> **TASK TO CARRY OUT**: Return all lines of the records that contain the word "search".
- - - - - - -
PR #243, opened 2021-09-28
UI Loader Fixes 

spacephoton:
* New loading for variant list, replaced because items kept moving (different heights) while loading.
CleanShot 2021-09-28 at 16 12 07
* Move search below list to make it less overwhelming for user (power users who search still can access it with same ease, but I realised that putting so much text and words like 'pangolin' was confusing for users. 
* Prevent loaders from showing at same time as content


ningxie1991 (commented):
Looks good to me :)

ningxie1991 (approved):

chaoran-chen (changes requested):
Hmm, the loader is not working for me. I can only see a white space until the plots eventually appear. I tried Chrome and Firefox on Windows and Chrome and Safari on Mac.

image

Further, I would prefer to have the search on the top of the panel because I think that it is import that people see right away that it is possible to search for lineages or mutations.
- - - - - - -
> **FINISHED TASK**:
* Move search below list to make it less overwhelming for user (power users who search still can access it with same ease, but I realised that putting so much text and words like 'pangolin' was confusing for users. 
Further, I would prefer to have the search on the top of the panel because I think that it is import that people see right away that it is possible to search for lineages or mutations.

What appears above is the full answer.